Our work consists of a unique combination of health economic, epidemiologic and behavioral research, and of methodological development and implementation research. This multi-faceted approach allows us to contribute to evidence-based efficiency of curative and preventive care. The aim of our work is to simultaneously optimize health outcomes of patients by improving treatment, while keeping healthcare costs as low as possible. Two major pillars of our work are: a) improvement and application of methods to measure outcome (quality of life, burden of disease, costs and efficiency), and b) to study the implementation and evaluation of (prevention) interventions within healthcare. Therefore, our research consists of studies that explore methodological innovations within topics such as health-related quality of life, disability adjusted life years, disability weights, cost-utility analysis, social cost-benefit analysis, and implementation research. With its strong focus on methodology of outcome measurement, quantification of costs and disease burden and evaluation of interventions, our work is instrumental for the optimization of evidence-based care and prevention. Our primary area of application is the field of trauma and we collaborate with many clinical departments within Erasmus MC and national and international institutes. In addition, our work contributes to epidemiologic, economic and social research focusing on preventive interventions among vulnerable groups (e.g. elderly, obesity, low socioeconomic status) and translating this research into daily practice, thereby providing better care for our patients.

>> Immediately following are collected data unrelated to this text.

PR #2307, opened 2019-01-15
Handle celery PIDs more reliably

sakisv:
This addresses some problems that existed in the previous approach:

1. There was a race condition that could occur between the time we were
looking for the existence of the .pid files and actually reading them.

2. If for some reason the .pid file was left behind after a process had
died, the script would never know because we do:

```
    kill -s ${1} ${APP_PID} || true
```


sakisv:
This has been tested on preview and can be merged.

PR #2311, opened 2019-01-18
Update gsi email addresses

servingUpAces:
New server command to remove `.gsi` from the email address of all users for a given service.


app/commands.py
```diff
@@ -634,3 +634,29 @@ def update_jobs_archived_flag(start_date, end_date):
...
+                          WHERE s.id = :service_id
+                            AND u.email_address ilike ('%.gsi%')
+    """
+    results = db.session.execute(users_to_update, {'service_id': service_id})
+    print("Updating {} users.".format(results.rowcount))
+
+    for user in results:
+        print(user)
+
+        update_stmt = """UPDATE users set email_address = replace(email_address, '.gsi', ''), updated_at = now()
```
quis: Should be case-insensitive to handle `GSI.GOV.UK`

quis: Also might be safer to replace `.gsi.gov.uk` with `.gov.uk`

servingUpAces: Ah right, the select was but I missed it on the update.

app/commands.py
```diff
@@ -634,3 +634,30 @@ def update_jobs_archived_flag(start_date, end_date):
...
+                           JOIN user_to_service us on (u.id = us.user_id)
+                           JOIN services s on (s.id = us.service_id)
+                          WHERE s.id = :service_id
+                            AND u.email_address ilike ('%.gsi.gov.uk%')
+    """
+    results = db.session.execute(users_to_update, {'service_id': service_id})
+    print("Updating {} users.".format(results.rowcount))
+
+    for user in results:
+        print(user)
```
allait: I think the logs from cf-task might get shipped to Logit, so I'd try to avoid printing the email address and user name here

klssmith: Updated in 510e6bd to just print the user id

PR #2318, opened 2019-01-23
Letter branding

servingUpAces:
# Why are we doing this
At the moment if we need to add a logo for letters, we need to create a png file from a svg file, upload both files to S3 (in all environments), add a row to dvla_oganisations (in a data migration), then update the service with the new logo. To get rid of this manual process we are going to create a similar process as email branding. More details in the story: https://www.pivotaltracker.com/story/show/163230257 for more information.

# What has been done so far:
- LetterBranding model has been added. The domain field of the LetterBranding will need to be updated manually by a platform admin user once the story is complete. 
- ServiceLetterBranding model has been added to map a service to a letter brand. 
- When a new service is created add the ServiceLetterBranding row if `service_domain` exists in request then fetch the brand for that domain and add the association. 
- "letter_branding" existing in the update_services request, a letter branding relationship is created or updated. 
- Where service.dvla_organisation.filename is used return the letter_branding if not null else dvla_organisation. 

# Deployment plan
Because this story is not populating the tables we can deploy this now.
A full deployment plan will be added to the story. https://www.pivotaltracker.com/story/show/163230257


app/dao/letter_branding_dao.py
```diff
@@ -0,0 +1,18 @@
...
+
+def get_letter_branding_or_platform_default(domain=None):
+    letter_branding = None
+    if domain:
+        letter_branding = LetterBranding.query.filter(
+            LetterBranding.domain == domain
+        ).first()
+    if not letter_branding:
+        letter_branding = LetterBranding.query.filter(
+            LetterBranding.platform_default == True  # noqa
```
CrystalPea: this feels a bit odd. If I understand correctly, we only have one platform default letter branding that is always the same, right? If this is the case, do we have to query the whole table to find it?

I mean I guess it's not an expensive query since the table is tiny, so maybe it's ok...

servingUpAces: It's either that or have something in config. This seems to make sense, and it is a small table.

CrystalPea: ok 👍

Future physicians will face a considerable increase in the numbers of patients with multiple chronic diseases and will need skills in teamwork, shared decision-making, prevention and population health, as well as in maintaining the quality, safety and efficacy of healthcare.
It is internationally recognised that current healthcare systems have to adapt to cope with the most important health problems of the 21st century. Ageing societies, and a substantial increase in the number of patients with (multiple) chronic diseases (often related to lifestyle and the environment and amenable to prevention), make a strong demand for alternative healthcare models. Future physicians will need to be highly skilled team players who can function well in a system, with more focus on prevention and general care, participation as main outcome, and able to bridge the gap between the medical and social domains.
In 2018-2019 we made major progress in adaptations of the Erasmus MC curriculum to meet these new demands. In close collaboration with the department of General Practice, the municipality of Rotterdam and other external and internal partners we implemented a novel 4-week master course “general practice and social medicine” focusing on the aforementioned aspects (5th year). And we created a coalition with the municipality of Rotterdam to develop a novel internship social medicine to provide real-world insight in social determinants and solutions for health problems at both the individual and population level(5th year) . We also finalised the implementation of the ‘Collaboration for Optimal Care and Prevention’ (COCP, 1st -6th year) trajectory, consisting of training in interprofessional collaboration, shared decision-making, prevention and population health, as well as the quality, safety and efficiency of healthcare.